### AIM OF THE EXERCISE:
Find the line containing "### LINKED ISSUE #2164: output_row()", then output it and every line after it through the end of the listing below, exactly as written.

┌─ AVAILABLE DATA

PR #1675, opened 2014-12-02
Fixes #1674 Custom MyCodes not accepted by editor.

### LINKED ISSUE #1674: Custom MyCodes not accepted by editor.
> Create a new custom MyCode:
> Regular Expression:
> 
> ``` regex
> \[code=gist\](.*?)\[/code\]
> ```
> 
> Now try your new MyCode in a new thread/post. The code gets replaced by a common `[code]` MyCode.
> 
> Full or source editor doesn't makes the difference it seems.

Original thread: [Custom MyCodes not accepted by editor.](http://community.mybb.com/thread-163255.html)

martec:
Fixes #1674

### DIFF
--- a/jscripts/bbcodes_sceditor.js
+++ b/jscripts/bbcodes_sceditor.js
@@ -263,8 +263,25 @@ $(document).ready(function($) {
 		allowsEmpty: true,
 		isInline: false,
 		allowedChildren: ['#', '#newline'],
-		format: '[php]{0}[/php]',
-		html: '<code class="phpcodeblock">{0}</code>'
+		format: function (element, content) {
+			var	desc = '',
+				$elm  = $(element);
+
+			if($elm.data('desc')) {
+				desc = '=' + $elm.data('desc');
+			}
+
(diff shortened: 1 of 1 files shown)


Cu8eR:
@martec

martec:
@Cu8eR 

plz read https://github.com/mybb/mybb/issues/1674

Sama34:
I think this is not to be fixed.

ATofighi:
@Sama34 
IIRC it fixes the issue for `code` and `php` tags.

Sama34:
But as you mentioned new issues come with the _fix_. I think the overall issue can't be really fixed and users should instead not create custom MyCodes like those.

Destroy666x:
We could do it for every tag as the SCEditor developer said, but I don't think it's a good solution either.. So if noone has a better idea, I'm for not fixing this issue too.

Destroy666x:
I still don't think that doing it for each tag is worth a hassle and noone had objections after my last reply, so closing. Still hoping SCE developers will come up with a better solution.

PR #2175, opened 2015-08-02
Fixes #2164 output_row() $options['id']

### LINKED ISSUE #2164: output_row() $options['id']
The following code in admin/inc/class_form.php makes not much sense:
```php
		if(isset($options['id']))
		{
			$options['id'] = " id=\"{$options['id']}\"";
		}
		else
		{
			$options['id'] = '';
		}
		//...
		$row .= "<div class=\"form_row\"{$options['id']}>{$content}</div>\n";

		$this->_container->construct_cell($row, $options);
```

└─

### SOLUTION FOR THIS EXERCISE:
### LINKED ISSUE #2164: output_row() $options['id']
The following code in admin/inc/class_form.php makes not much sense:
```php
		if(isset($options['id']))
		{
			$options['id'] = " id=\"{$options['id']}\"";
		}
		else
		{
			$options['id'] = '';
		}
		//...
		$row .= "<div class=\"form_row\"{$options['id']}>{$content}</div>\n";

		$this->_container->construct_cell($row, $options);
```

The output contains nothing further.